Start of THE DATA

Issue #596, opened 2016-12-14
Not compatible with Docker 1.12


pkgw:
When I try to build a test image on my machine running Docker 1.12, I get an error:

```
$ atomic-reactor build git --method hostdocker --build-image buildroot-fedora --image test-image --uri "https://github.com/TomasTomecek/docker-hello-world.git"
2016-12-14 17:23:59,226 - atomic_reactor.outer - INFO - building image 'test-image'
2016-12-14 17:23:59,227 - atomic_reactor.core - INFO - building image 'buildroot-fedora' in container using docker from host
2016-12-14 17:23:59,227 - atomic_reactor.core - INFO - checking whether image 'buildroot-fedora' exists
2016-12-14 17:23:59,230 - atomic_reactor.core - INFO - creating container from image 'buildroot-fedora' and running it
2016-12-14 17:23:59,646 - atomic_reactor - ERROR - exception caught: APIError(HTTPError('400 Client Error: Bad Request for url: http+docker://localunixsocket/v1.24/containers/ef5c8f24671ec5329024d7b75fafdb599898692278f0e87450171e86d3166f5b/start',),)
```

From the Docker server logs, it appears that a deprecated argument is being passed to the Docker API call that starts the container:

```
Dec 14 17:23:59 lambda.localdomain dockerd-current[1201]: time="2016-12-14T17:23:59.644762301-05:00" level=error msg="Handler for POST /v1.24/containers/ef5c8f24671ec5329024d7b75fafdb599898692278f0e87450171e86d3166f5b/start returned error: starting container with HostConfig was deprecated since v1.10 and removed in v1.12"
```

It's not exactly clear to me which parameter is the illegal one. I'm running atomic-reactor version 1.6.17.

twaugh:
Seems related: https://github.com/docker/docker-py/issues/1267

PR #598, opened 2016-12-14
Fix deprecated API usage that was breaking us on Docker 1.12 (#596)

pkgw:
This is my stab at fixing issue #596. This change presumably breaks the client for too-old versions of Docker, but I haven't looked into which versions count as "too old".


atomic_reactor/core.py
```diff
@@ -158,9 +159,12 @@ def build_image_dockerhost(self, build_image, json_args_path):
                 open(os.path.join(json_args_path, BUILD_JSON)).read())
         container_id = self.tasker.run(
             ImageName.parse(build_image),
-            create_kwargs={'volumes': [DOCKER_SOCKET_PATH, json_args_path]},
-            start_kwargs={'binds': volume_bindings,
-                          'privileged': True}
+            create_kwargs={'volumes': [DOCKER_SOCKET_PATH, json_args_path],
+                           'host_config': create_host_config (
+                               binds = volume_bindings,
+                               privileged =True
```
twaugh: Minor nit: I don't think we want spaces before '(' or around '=' in these three lines, and likewise for the other change.

twaugh:
Thanks for this! Added review.

twaugh:
Investigating this some more it looks like the ability to set HostConfig has been around since earlier than this commit: https://github.com/docker/docker/commit/16e649c589ce60ba56812a8fffb98aee34fceb94, and that went into v1.8.0:

```
$ git describe --contains 16e649c589ce60ba56812a8fffb98aee34fceb94
v1.8.0-rc1~549^2
```

atomic_reactor/core.py
pkgw: Ah, sorry, totally forgot about checking for style consistency. I'll force-push a tweaked commit momentarily.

End of THE DATA

WORK TO COMPLETE:
Lines above with "around" in them are the ones to copy.

ANSWER BOX:
twaugh: Minor nit: I don't think we want spaces before '(' or around '=' in these three lines, and likewise for the other change.
Investigating this some more it looks like the ability to set HostConfig has been around since earlier than this commit: https://github.com/docker/docker/commit/16e649c589ce60ba56812a8fffb98aee34fceb94, and that went into v1.8.0:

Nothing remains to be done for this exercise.